Shadow routing: the brain learns from a teacher without slowing down
OpenClawBrain now prioritizes one operating rule: keep query-time retrieval fast, then learn better routing asynchronously.
Hot path stays local:
embed(query) -> local traversal -> prompt_context -> answer
No teacher LLM call runs on this path.
Background learning loop:
sample recent route decisions -> ask teacher (gpt-5-mini) what it would choose -> apply policy-gradient updates to edge weights + relevance metadata -> feed improved signals into split/merge/prune/connect
Why this shift matters
- Better routing quality without adding hot-path latency.
- Fewer turns and fewer prompt tokens on repeated workflows.
- Cleaner context blocks because weak routes are gradually down-weighted.
- Human corrections remain high-authority; teacher labels are weak supervision.
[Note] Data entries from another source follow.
PR #7967, opened 2024-07-31
Allow alignment job to take matches from skeleton into account

Tobias314:
### Description:
- Moves alignment job to separate tab of "AI Tools"
- Adds option to use manual matches from a skeleton for alignment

Human vs teacher authority
Teacher labels are useful for coverage, but they are not the truth source. Explicit human feedback takes precedence and can override teacher-driven updates.
This is a design update with early operational behavior, not a claim of new benchmark wins beyond already measured artifacts in the repo.
How to run
openclawbrain async-route-pg --state /tmp/brain/state.json --dry-run openclawbrain async-route-pg --state /tmp/brain/state.json --apply
Dry-run first, inspect proposed route updates, then apply.